The Impact of Nursing Characteristics and the Work Environment on Perceptions of Communication

by Nursetopia on May 25, 2012

Article: Tschannen, D. and Lee, E. (2012) The impact of nursing characteristics and the work environment on perceptions of communication. Nursing Research and Practice, E-pub February 22, 2012, 1-7. Retrieved from http://www.ncbi.nlm.nih.gov/pmc/articles/PMC3316962/pdf/NRP2012-401905.pdf.

Big Idea: Communication within health care is a major concern. Poor communication can lead to fatal errors. A stressful work environment may lead to break down of communication; the values of the work environment (i.e. respect, trust, etc.) likely impact communication, as well. In this cross-sectional, descriptive study, researchers analyzed 135 nurses’ individual nursing characteristics (i.e. experience, education, etc.) in relation to their self-reported perceptions of communication. The frontline nurses, both RNs and LPNs, were from four medical-surgical units at two hospitals.

Survey Says!: After many statistical tests, environmental values such as trust and respect, specific nursing unit, higher levels of nursing education, and more years of experience correlated with nurses’ increased perception of open communication among other nurses and physicians. Both the RN and the LPN groups agreed communication among nurses was more open than communication between nurses and physicians.

Quotable: “For the past three years, miscommunication has been identified as one of the most frequently identified root causes of sentinel events reported to The Joint Commission, with 82% of the sentinel events in 2010 identifying communication as the primary root cause [reference]” (p. 1).
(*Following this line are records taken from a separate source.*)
PR #3976, opened 2026-03-06
Add vcsim support for container backed VMs able to run nested containers

hickeng:
Add RUN.nestedContainers ExtraConfig option to enable running Kubernetes
or other container workloads inside container-backed VMs. When enabled,
the container is created with kind-style flags:

- --cgroupns=private (instead of host) for proper cgroup v2 delegation
- --security-opt seccomp=unconfined for systemd/containerd syscalls
- --security-opt apparmor=unconfined to disable AppArmor restrictions
- --tmpfs /tmp,/run for systemd compatibility
- --volume /var for persistent containerd/kubelet data
- --volume /lib/modules:/lib/modules:ro for iptables/networking
- --device /dev/fuse for fuse-overlayfs snapshotter

In support of the above, add PropertyDiff and Checkpoint functions to generate PropertyChange
arrays by comparing two states of a managed object. This enables granular property change
notifications when modifying simulator objects.
This was necessitated by waiting for IP assignment, and Summary.Guest.IpAddress and similar
nested fields were not generating PropertyChange entries.

The typical usage pattern is:
```
  checkpoint := Checkpoint(vm)
  // ... make changes to vm ...
  changes := PropertyDiff(checkpoint, vm)
  ctx.Update(vm, changes)
```


hickeng:
Look at https://github.com/vmware/govmomi/blob/main/simulator/session_manager.go#L444 to address the race detector issue.

PR #4013, opened 2026-05-12
simulator: add PropertyDiff, Context helpers, and AutoUpdate pattern

hickeng:
## Description

Add PropertyDiff capability for granular property change tracking and .

* `PropertyDiff` – diffs old vs current managed-object state and returns
   []types.PropertyChange with correct Op values (Assign/Add/Remove). 
   Handles nested structs, embedded fields, and slices.
* `ctx.Checkpoint(obj)` – take a locked snapshot (deep copy) of obj's mo
   state; returns mo.Reference.
* `ctx.UpdateDiff(old, obj)`  – diff old vs current obj (under lock) and publish
   via ctx.Update.
* ctx.AutoUpdate(obj, mutateFn)  – acquire the lock once, snapshot, call
   mutateFn under the lock, diff, and publish. This helps avoid data races
   with concurrent updates via VMOMI API.

## How Has This Been Tested?

Unit and sim testing:
* simple/nested/slice field changes
* Add/Remove transitions
* embedded wrapper types (TestCheckpoint)
* the PropertyCollector integration (TestPropertyDiff_WithSimulator, TestContext_AutoUpdate)
* concurrent-access safety (TestPropertyDiff_ConcurrentAccess)

### DIFF
--- a/simulator/property_diff.go
+++ b/simulator/property_diff.go
@@ -1,0 +1,115 @@
+// © Broadcom. All Rights Reserved.
+// The term "Broadcom" refers to Broadcom Inc. and/or its subsidiaries.
+// SPDX-License-Identifier: Apache-2.0
+
+package simulator
+
+import (
+	"reflect"
+
+	"github.com/vmware/govmomi/vim25/mo"
+	"github.com/vmware/govmomi/vim25/types"
+)
+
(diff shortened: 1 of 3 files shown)


dougm (approved):
Thanks @hickeng , this looks great!

PR #4014, opened 2026-05-12
simulator: improve podman compatibility for container-backed VMs

hickeng:
## Description

Add helpers and options that let vcsim container-backed VMs work correctly
under rootless podman-docker:

* commandError(cmd, err, stderr) – consistent error logging that includes the
   command's stderr so failures are easier to diagnose.
* RUN.network ExtraConfig – explicit container network name; needed for
   rootless podman where the default bridge does not provide cross-container
   IP connectivity.
* RUN.mountdmi ExtraConfig        – error hint when /dev/mem mount fails
  (rootless podman permission issue).
* syncNetworkConfigToVMGuestProperties – now calls ctx.Update for every
   modified property and retries IP resolution after container start to handle
   delayed IP assignment.
* watchContainer callback – updated to accept a *Context so callers can trigger
   property change notifications.
* test/helper.go – adds IsRootlessPodman() and ContainerNetworkFromSpec()
   helpers; Example_runContainer in feature_test.go uses them so the curl probe
   joins the same bridge network as the nginx VM.

## How Has This Been Tested?

Unit and sim testing

### DIFF
--- a/simulator/container.go
+++ b/simulator/container.go
@@ -35,9 +35,25 @@ const (
 )
 
 func init() {
-	if sh, err := exec.LookPath("bash"); err != nil {
+	if sh, err := exec.LookPath("bash"); err == nil && sh != "" {
 		shell = sh
 	}
+}
+
+// commandError logs and returns an error from a command execution failure, including stderr if available.
+func commandError(operation string, args []string, err error) error {
+	stderr := ""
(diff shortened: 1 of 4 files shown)


dougm (approved):
lgtm @hickeng . Should we look at changing the github workflow to use podman at some point? cc @tenthirtyam

PR #4016, opened 2026-05-18
api: add ConcurrentAccess to IsTransientError

### LINKED ISSUE #4017: api: add ConcurrentAccess to IsTransientError
## Problem

\`ConcurrentAccess\` is a vSphere fault thrown when an operation fails because another concurrent operation modified the datastructure. Clients that use \`IsTransientError\` as the canonical retry-check must currently add this fault type themselves, which defeats the purpose of the function (see #3824).

## Proposed Solution

Add \`types.ConcurrentAccess{}\` to the \`IsTransientError\` check in \`fault/meta_types.go\`.

Like \`TaskInProgress\`, the contention causing \`ConcurrentAccess\` is transient and the operation is expected to succeed on retry once the competing operation completes. vSphere HA itself treats \`ConcurrentAccess\` this way — when the fault is encountered during VM failover placement, HA sets an internal timeout and retries placement rather than failing immediately.

zhangheliu:
## Description

`ConcurrentAccess` is thrown when an operation fails because another concurrent operation modified the datastructure. Like `TaskInProgress` (already in the list), the contention is transient and the operation is expected to succeed on retry once the competing operation completes.

vSphere HA itself treats `ConcurrentAccess` this way — when the fault is encountered during VM failover placement, HA sets an internal timeout and retries placement rather than failing immediately.

This change ensures clients using `IsTransientError` as the canonical retry-check do not need to add this fault type themselves, which was the stated goal of the function (see #3824).

Closes: #4017

## How Has This Been Tested?

Added `TestIsTransientErrorConcurrentAccess` to `fault/meta_types_test.go` verifying both the positive case (`ConcurrentAccess` → `true`) and a negative case (`SystemError` → `false`).

## Guidelines

### DIFF
--- a/fault/meta_types.go
+++ b/fault/meta_types.go
@@ -45,5 +45,6 @@ func IsTransientError(err any) bool {
 		Is(err, &types.NetworkDisruptedAndConfigRolledBack{}) ||
 		Is(err, &types.VAppTaskInProgress{}) ||
 		Is(err, &types.FailToLockFaultToleranceVMs{}) ||
-		Is(err, &types.HostCommunication{})
+		Is(err, &types.HostCommunication{}) ||
+		Is(err, &types.ConcurrentAccess{})
 }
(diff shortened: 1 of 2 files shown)


dougm (approved):
Thanks @zhangheliu

PR #4021, opened 2026-05-21
govmomi: Add HostDistributedVirtualSwitchManager MO

chaitanyabandi:
## Description

This change adds the HostDistributedVirtualSwitchManager managed object into govmomi for the internal object implementation being added in [1] to use the manager to fetch the list of distributed virtual switches on the host.

This is needed for ESXi infravisord to fetch the list of distributed virtual switches on a host and get their port information for the CRXs that it manages.

1. https://github-vcf.devops.broadcom.net/vcf/govmomi-internal/pull/44

## How Has This Been Tested?

- Consumed this logic in infravisord and able to use the added FetchPortState and DistributedVirtualSwitches APIs.

### DIFF
--- a/vim25/mo/registry.go
+++ b/vim25/mo/registry.go
@@ -39,3 +39,16 @@ func (m TransitGateway) Reference() types.ManagedObjectReference {
 func init() {
 	t["TransitGateway"] = reflect.TypeOf((*TransitGateway)(nil)).Elem()
 }
+
+type HostDistributedVirtualSwitchManager struct {
+	Self                     types.ManagedObjectReference `json:"self"`
+	DistributedVirtualSwitch []string                     `json:"distributedVirtualSwitch"`
+}
+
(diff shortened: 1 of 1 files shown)


vim25/mo/mo.go
```diff
@@ -1854,3 +1854,16 @@ func (m VsanUpgradeSystem) Reference() types.ManagedObjectReference {
 func init() {
 	t["VsanUpgradeSystem"] = reflect.TypeOf((*VsanUpgradeSystem)(nil)).Elem()
 }
+
+type HostDistributedVirtualSwitchManager struct {
```
dougm: mo.go is generated and will be overwritten next time the generated code is updated. Moving the code here will avoid that: https://github.com/vmware/govmomi/blob/d12aa89c22af008b80ad44e3aeeec54822895d8f/vim25/mo/registry.go#L15

dougm (approved):

PR #4028, opened 2026-06-01
fix case-sensitive api call - enable supervisor cluster

dstoffel:
## Description

Structure VcenterNamespaceManagementNetworksEdgesNSXConfig is case sensitive.
Using edge_cluster_id instead of edge_cluster_ID is returning the error:

~~~
{"messages":[{"args":[],"default_message":"The nsxEdgeCluster field in NCPClusterNetworkInfo is required.","localized":"The nsxEdgeCluster field in NCPClusterNetworkInfo is required.","id":"vcenter.wcp.cluster.empty.nsx_edge_cluster"}]}
~~~

Changing the string to edge_cluster_ID

## How Has This Been Tested?

Tested by using terraform-provider-vsphere (vsphere_supervisor_v2)

### DIFF
--- a/vapi/namespace/namespace.go
+++ b/vapi/namespace/namespace.go
@@ -213,7 +213,7 @@ type HAProxy struct {
 // https://developer.broadcom.com/xapis/vsphere-automation-api/latest/data-structures/Vcenter%20NamespaceManagement%20Networks%20Edges%20NSXConfig
 // Since 8.0.0.1
 type EdgeNSX struct {
-	EdgeClusterID                *string    `json:"edge_cluster_id,omitempty"`
+	EdgeClusterID                *string    `json:"edge_cluster_ID,omitempty"`
 	DefaultIngressTLSCertificate *string    `json:"default_ingress_tls_certificate,omitempty"`
 	RoutingMode                  *string    `json:"routing_mode,omitempty"`
 	EgressIPRanges               *[]IPRange `json:"egress_ip_ranges,omitempty"`


vapi/namespace/namespace.go
```diff
@@ -213,7 +213,7 @@ type HAProxy struct {
 // https://developer.broadcom.com/xapis/vsphere-automation-api/latest/data-structures/Vcenter%20NamespaceManagement%20Networks%20Edges%20NSXConfig
 // Since 8.0.0.1
 type EdgeNSX struct {
-	EdgeClusterID                *string    `json:"edge_cluster_id,omitempty"`
+	EdgeClusterID                *string    `json:"edge_cluster_ID,omitempty"`
```
dougm, line 216: Will let @spacegospod confirm, but looking at an internal usage of this API and the [docs](https://developer.broadcom.com/xapis/vsphere-automation-api/latest/data-structures/Vcenter%20NamespaceManagement%20Networks%20Edges%20NSXConfig/), seems these also need upper-case:
- egress_IP_ranges 
- default_ingress_TLS_certificate

I don't know if this is a model or doc gen issue, but in the doc fields are listed in all lower-case "egress_ip_ranges", but the description includes the upper-case chars:
> Vcenter NamespaceManagement Networks Edges NSXConfig.egress_IP_ranges

spacegospod: I checked all 3 with the internal API specification - `edge_cluster_ID` and `egress_IP_ranges` need the upper-case fix but `default_ingress_TLS_certificate` is only mentioned in lower-case

dougm: Thanks @spacegospod . I'll merge this change, if @dstoffel wants to follow up with the `egress_IP_ranges` change that would be great.

dougm (approved):

PR #4032, opened 2026-06-03
vapi/library: tolerate spaces around '=' in ReadManifest

### LINKED ISSUE #3893: `library.ReadManifest` fails to parse the manifest file
**To Reproduce**
Call the [library.ReadManifest](https://github.com/vmware/govmomi/blob/02e26faac0813f47d493d400c948b810b7cd16e1/vapi/library/library_item_updatesession_file.go#L160) function to parse a manifest that looks like

```
SHA1(wazuh-4.13.1-disk-1.vmdk) = 7c1af154f974a4dd448dc527f1f4216491973039
SHA1(wazuh-4.13.1.ovf) = d861e788a9f65975b6c51686b721792985db88c7
```

The result is an empty list. The problem is that the existing code expects a file that looks like

```
SHA1(wazuh-4.13.1-disk-1.vmdk)= 7c1af154f974a4dd448dc527f1f4216491973039
SHA1(wazuh-4.13.1.ovf)= d861e788a9f65975b6c51686b721792985db88c7
```

I haven't found out if there is a specification for the `*.mf` file, but a parser shouldn't fail because of a `) = ` instead of `)= `.

**Expected behavior**
The function should be able to parse the file, even if there is a blank where it is not expected.

**Affected version**
v0.52.0

**Screenshots/Debug Output**
n/a

**Additional context**
n/a

mvanhorn:
## Summary

`library.ReadManifest` parsed each OVF manifest (`.mf`) line by splitting on the literal `")="`. Manifests written with whitespace around the equals sign (`") = "`) therefore produced a single-element slice, every line was skipped, and the function returned an empty checksum map.

This change anchors the parse on the closing paren of the algorithm group and tolerates optional whitespace around the `=`, so both `SHA1(name.vmdk)= <hash>` and `SHA1(name.vmdk) = <hash>` parse identically.

## Why this matters

Issue #3893 reports that real-world manifests (e.g. from `wazuh` OVAs) use the spaced `) = ` form, which has no strict `.mf` spec forbidding it. The old parser silently dropped every entry for such manifests, yielding an empty map with no error, so downstream import/verification lost all checksums. The new parse also handles file names containing `)` or `=` (anchored on the last `)` before the separator), which the prior `")="` split could mishandle.

## Testing

Rewrote `TestReadManifest` into a table-driven test covering:
- compact `)=` form (regression guard)
- spaced `) = ` form (the bug)
- mixed multi-line manifest (compact + spaced)
- `SHA256` algorithm name preserved
- file name containing parentheses
- file name containing `=`
- blank and malformed (no `)`) lines skipped without error

`go test ./vapi/library/...`, `go vet ./vapi/library/...`, and `gofmt -l` all pass.

Fixes #3893

AI was used for assistance.

### DIFF
--- a/vapi/library/library_item_updatesession_file.go
+++ b/vapi/library/library_item_updatesession_file.go
@@ -163,17 +163,26 @@ func ReadManifest(m io.Reader) (map[string]*Checksum, error) {
 
 	scanner := bufio.NewScanner(m)
 	for scanner.Scan() {
-		line := strings.SplitN(scanner.Text(), ")=", 2)
-		if len(line) != 2 {
+		// Manifest lines look like "ALG(file name)= digest". Anchor on the
+		// last ")" (the digest separator's closing paren) so that "(" or ")"
+		// or "=" inside the file name don't confuse the parse, then require an
+		// "=" after it. Whitespace around the "=" (e.g. ") = ") is tolerated.
+		line := scanner.Text()
+		rparen := strings.LastIndex(line, ")")
+		if rparen < 0 {
 			continue
 		}
-		name := strings.SplitN(line[0], "(", 2)
+		value := strings.TrimSpace(line[rparen+1:])
+		if !strings.HasPrefix(value, "=") {
+			continue
+		}
+		name := strings.SplitN(line[:rparen], "(", 2)
 		if len(name) != 2 {
 			continue
 		}
 		sum := &Checksum{
 			Algorithm: strings.TrimSpace(name[0]),
-			Checksum:  strings.TrimSpace(line[1]),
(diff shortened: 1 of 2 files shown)


dougm (approved):
Thanks @mvanhorn , lgtm

mvanhorn:
Glad this is in, thanks @dougm. Tolerating spaces around the equals sign in ReadManifest makes OVF manifest parsing more forgiving.

mvanhorn:
Appreciate the forgiving parser, @dougm. Tolerating spaces around the '=' in ReadManifest makes the OVF manifest handling a lot more robust.

PR #4046, opened 2026-06-16
vcsim: include VM extra config when cloning a VM

nickcaballero:
## Description

Include extra configuration from the VM cloning spec in the resulting VM.


dougm (approved):
Cool, thanks again @nickcaballero

PR #4051, opened 2026-06-21
Make VirtualDevice.NumaNode a pointer to allow node 0

### LINKED ISSUE #4049: [BUG] VirtualDevice.NumaNode: int32 + xml:omitempty makes NUMA node 0 unassignable and cleared state ambiguous
**Describe the bug**

`VirtualDevice.NumaNode` is declared as `int32` with `xml:"numaNode,omitempty"` in `vim25/types/types.go`. Go's XML encoder omits zero-valued `omitempty` fields, so writing `NumaNode = 0` into a `VirtualDeviceConfigSpec` is silently dropped from the SOAP payload — vSphere never receives the update. This causes two problems:

1. **NUMA node 0 cannot be assigned** — vSphere supports node 0 as a valid device NUMA assignment (nodes are zero-indexed), but it is unreachable from Go.
2. **Cleared vs. never-set state is ambiguous** — After clearing a NUMA assignment via `-1`, vSphere omits `numaNode` from `ConfigInfo`. govmomi reads the absent field back as `0` (int32 zero value), indistinguishable from a NIC that never had an assignment.

**To Reproduce**

1. Find a powered-off VM with at least one ethernet NIC and a vNUMA topology configured.
2. Use govmomi to issue `ReconfigVM_Task` with a `VirtualDeviceConfigSpec` (Edit) that sets `NumaNode = 1` on the NIC.
3. Read back `ConfigInfo.Hardware.Device` — `NumaNode` is `1` as expected.
4. Now issue another `ReconfigVM_Task` with `NumaNode = 0`.
5. Read back `ConfigInfo.Hardware.Device` — `NumaNode` is still `1`. The write of `0` was a no-op.

**Expected behavior**

Writing `NumaNode = 0` should assign the device to NUMA node 0, consistent with vSphere's wire protocol where 0 is a valid NUMA node. Reading back after a clear (`-1`) should return a distinguishable "unset" value (`nil` / absent) rather than `0`.

**Affected version**

Reproduced with `github.com/vmware/govmomi v0.48.1` against vCenter 8.x. The `int32` declaration has been present across all recent versions.

```go
// vim25/types/types.go
NumaNode int32 `xml:"numaNode,omitempty"`
```

**Screenshots/Debug Output**

Tested with a standalone Go program using govmomi:

| `ConfigSpec NumaNode` written | SOAP field present? | vSphere result | Go reads back |
|---|---|---|---|
| `1` | yes | stores 1 | `1` |
| `0` | **no** (omitted by omitempty) | no-op | `1` (unchanged) |
| `-1` | yes | clears affinity; field absent in ConfigInfo | `0` |

**Additional context**

Proposed fix — change to a pointer so zero is representable and absent becomes `nil`:

```go
// Before
NumaNode int32 `xml:"numaNode,omitempty"`

// After
NumaNode *int32 `xml:"numaNode,omitempty"`
```

This mirrors `UnitNumber *int32` in the same struct, which already uses a pointer because 0 is a valid unit number.

Current workaround: write `-1` to clear (non-zero → not omitted → vSphere interprets negative as "no affinity"). Assigning NUMA node 0 from Go is not possible until fixed.

Ref: govmomi `types.go` comment on `NumaNode`: *"A negative number means there is no affinity for the device. A positive number is a vNUMA node. An unset value of numaNode is status-quo during Reconfigure time."*

mvanhorn:
## Description

`VirtualDevice.NumaNode` was generated as `int32` with an `xml:"numaNode,omitempty"` tag. Go's XML encoder drops zero-valued `omitempty` fields, so writing `NumaNode = 0` into a `VirtualDeviceConfigSpec` was silently omitted from the SOAP payload and never reached vSphere. This made NUMA node 0 (a valid zero-indexed assignment) unreachable from Go, and made a cleared assignment read back as `0`, indistinguishable from a device that was never assigned.

This change makes `NumaNode` a `*int32` with an `xml:"numaNode"` tag (no `omitempty`) and `json:"numaNode,omitempty"`, mirroring the existing `CoresPerNumaNode *int32` pattern. A non-nil `*int32(0)` now marshals `<numaNode>0</numaNode>` (node 0 is assignable), and a nil pointer is omitted entirely (never-set / cleared state is distinguishable on read-back).

The field comment already documents this semantic: "An unset value of numaNode is status-quo during Reconfigure time."

Changes:
- `gen/vim_wsdl.rb`: add `"NumaNode"` to the optional-int pointer override list in `pointer_type?` (the same list that already contains `CoresPerNumaNode`, `IpPoolId`, `Reservation`, etc.), so the pointer shape survives the next WSDL regeneration.
- `vim25/types/types.go`: the regenerated `VirtualDevice.NumaNode` field (`*int32`, XML tag without `omitempty`).
- `cli/gpu/vm/info.go`: the only internal consumer of the field; updated to carry the pointer through `gpu.vm.info` output so an unassigned device prints `unset` instead of an ambiguous `0`.

The generator runs via `make generate-types` inside a container against VMware's proprietary WSDL/SDK bundle and regenerates every package while bumping the VIM version, which is not reproducible in a standard contributor environment. The single `types.go` field was therefore edited by hand to exactly match the shape the generator emits for the entries already in the `pointer_type?` list (e.g. `CoresPerNumaNode`); the generator entry is the source-of-truth change and was added so a full regeneration produces the same result.

Maintainer @dougm confirmed the fix on 2026-06-19, pointing at the generator's pointer-field override list in `gen/vim_wsdl.rb` as the place to add `NumaNode`.

Closes: #4049

## How Has This Been Tested?

- `go build ./vim25/types/... ./cli/gpu/...` and `go vet ./vim25/... ./cli/gpu/...` pass cleanly.
- `go test ./vim25/types/...` passes (XML and JSON round-trip fixtures).
- Verified marshalling behavior: a device with `NumaNode = types.NewInt32(0)` now emits `<numaNode>0</numaNode>`; a device with `NumaNode = nil` omits the element entirely.

## Guidelines

Fixes #4049

### DIFF
--- a/cli/gpu/vm/info.go
+++ b/cli/gpu/vm/info.go
@@ -58,7 +58,7 @@ type gpuInfo struct {
 	Index    int    `json:"index"`
 	Label    string `json:"label"`
 	Summary  string `json:"summary"`
-	NumaNode int32  `json:"numaNode"`
+	NumaNode *int32 `json:"numaNode"`
 	Key      int32  `json:"key"`
 }
 
@@ -72,7 +72,11 @@ func (r *infoResult) Write(w io.Writer) error {
 		fmt.Fprintf(tw, "GPU %d:\n", gpu.Index)
 		fmt.Fprintf(tw, "  Label: %s\n", gpu.Label)
 		fmt.Fprintf(tw, "  Summary: %s\n", gpu.Summary)
-		fmt.Fprintf(tw, "  Numa Node: %d\n", gpu.NumaNode)
+		if gpu.NumaNode != nil {
+			fmt.Fprintf(tw, "  Numa Node: %d\n", *gpu.NumaNode)
+		} else {
+			fmt.Fprintf(tw, "  Numa Node: unset\n")
+		}
 		fmt.Fprintf(tw, "  Key: %d\n", gpu.Key)
 	}
 	return tw.Flush()
--- a/gen/vim_wsdl.rb
+++ b/gen/vim_wsdl.rb
@@ -252,7 +252,7 @@ class Simple
 
   def pointer_type?
     ["UnitNumber"].include?(var_name) or
-      optional? && ["CoresPerNumaNode", "IpPoolId", "OwnerId", "GroupId", "MaxWaitSeconds", "Reservation", "Limit", "OverheadLimit", "ResourceReductionToToleratePercent"].include?(var_name)
+      optional? && ["CoresPerNumaNode", "IpPoolId", "OwnerId", "GroupId", "MaxWaitSeconds", "NumaNode", "Reservation", "Limit", "OverheadLimit", "ResourceReductionToToleratePercent"].include?(var_name)
   end
 
   def var_type
--- a/vim25/types/types.go
+++ b/vim25/types/types.go
@@ -85943,7 +85943,7 @@ type VirtualDevice struct {
 	// An unset value of numaNode is status-quo during Reconfigure time.
 	// If numaNode is unset during ConfigInfo, then it means there is no
 	// affinity for the device.
-	NumaNode int32 `xml:"numaNode,omitempty" json:"numaNode,omitempty" vim:"8.0.0.1"`
+	NumaNode *int32 `xml:"numaNode" json:"numaNode,omitempty" vim:"8.0.0.1"`
 	// Information about device group device is part of.
 	//
 	// Devices in the device group cannot be added/removed individually,


dougm (approved):
Thanks @mvanhorn !

hpannem:
Thanks for fixing this. While this is the correct fix, we may need to release note the API change if there are clients already using it. @dougm please review.

dougm:
Yeah, should have documented with [BREAKING:](https://github.com/vmware/govmomi/blob/main/CONTRIBUTING.md#example-5---document-breaking-api-changes) in the git commit.

mvanhorn:
Thank you @dougm. Making VirtualDevice.NumaNode a pointer so node 0 survives the omitempty XML encoder is a subtle but important fix.

PR #4052, opened 2026-06-23
vcsim: power on and customize VM when cloning

nickcaballero:
## Description

Power on and customize VMs cloned in vcsim.

## How Has This Been Tested?

- Create a VM in vcsim
- Clone the VM with `powerOn=true` and some customizations
  - If the customization fails, the error should be reported in the result of the clone task


dougm (approved):
Nice, thanks @nickcaballero

PR #2887, opened 2019-08-20
Small optimizations

cristianoccazinsp:
Replace some of the mostly used components with PureComponent, add some code tweaks to reduce the component's overhead, and use RN's style merger instead of manually reducing the list.

Please review! I've tested it on a Moto G5 and although the improvements are minimal when the components are re-rendered due to props change or mount, it can be noticeable on re-renders.

Wish some of the styled buttons overhead could be reduced even further.

Issue #1934, opened 2018-05-25
I can't make Toast stay on top of the modal


lyseiha:

SupriyaKalghatgi:
#985

Issue #985, opened 2017-06-26
[Bug] Toast is not working within a Modal


JLLLinn:
## react-native, react and native-base version
RN: 0.45.1
React:16.0.0-alpha.12
native-base: 2.1.5
## Expected behaviour
Toast to be shown in react native Modal
## Actual behaviour
The toast is not shown in react native Modal
## Steps to reproduce (code snippet or screenshot)
Do Toast.show() in a Modal
## Is the bug present in both ios and android or in any one of them?
No that I know of. This was working with RN on 0.44 and native-base on a lower version (I can't remember exactly which one, either 2.1.4 or 2.1.3)

shivrajkumar:
@JLLLinn Check the latest of NativeBase i.e, v2.2.0

laxgoalie392:
Was this verified that it was fixed? I think I'm experiencing it as well. My issue is that the Modal is covering the Toast so it isn't visible.

I'm on RN 0.46.4 and native base 2.2.1 and using the ios emulator.

Thanks!

vovanmozg:
Same problem. I'm on RN 0.46.1 and native base 2.2.1 and using the ios emulator.

mdebo:
Exactly the same problem using RN 0.47 and NativeBase 2.2.1.
Any news about it?
thanks!

gianpaj:
The **Toast** still appears to me behind the **Modal** (from React Native):

![toast behind modal](https://media.giphy.com/media/xUOxfoxIwi2nBcyc00/giphy.gif)

the code is basically this:
```js
import React from 'react';
import {
  Modal,
  Toast,
  Text,
  View,
} from 'react-native';

export default class LoginScreen extends React.Component<Props, State> {
  state = {
    modalVisible: false,
  }

  onResetPassword() {
    Toast.show({
      text: message,
      duration: 2000,
      position: "top",
      textStyle: { textAlign: "center" },
    });
  }    

  render() {
    return (
      <View>
        <Modal
          animationType="slide"
          transparent={false}
          visible={this.state.modalVisible}
          >
          <View>...</View>
        </Modal>
      </View>
    )
  }
}
```

Any suggestions?

I see there's something called [zIndex](http://facebook.github.io/react-native/docs/layout-props.html#zindex) as Layout Props - React Native

Using:
```
$ yarn list --depth=0 | grep 'native-base@\| react-native@'
├─ native-base@2.3.3
├─ react-native@0.50.3
```

[...]

PR #3018, opened 2019-12-09
Multiple roots

cristianoccazinsp:
fix toast and actionsheet with multiple root elements (e.g., for modals). Should fix/help with https://github.com/GeekyAnts/NativeBase/issues/1934 and https://github.com/GeekyAnts/NativeBase/issues/985 when multiple Root elements are used in order to show toast/actionsheets on a modal.

Approach: keep a static list of root instances on mount/unmount, and always use the last one that was mounted. This should be consistent with modals mount order.

Caveat: there's now a cyclic reference between Root and Toast/Actionsheet containers.

Possible improvements: Use Contexts; however, we do not have context access from static methods, so this is quite harder to get working.

Update: PR carried changes from my previous (unmerged) PR that added some performance improvements to Text, Button, and Icons (https://github.com/GeekyAnts/NativeBase/pull/2887)


patricktan98:
May I know why the merging is blocked?
Problem still persisted.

“Understanding the environment (e.g., presence or absence of trust, respect, status equity, and time availability) is a foundational step that must occur before implementing any strategies aimed at improving communication. A failure to understand the environment may in part explain why no one strategy has been shown to consistently improve nurse-physician communication [reference]” (p. 6).

So What?: Not only does this article provide a method to measure nurses’ perceptions of open communication among units and hospitals, but it also gives practical solutions and ideas to improve open communication among the RN-LPN dyad as well as the nurse-physician dyad.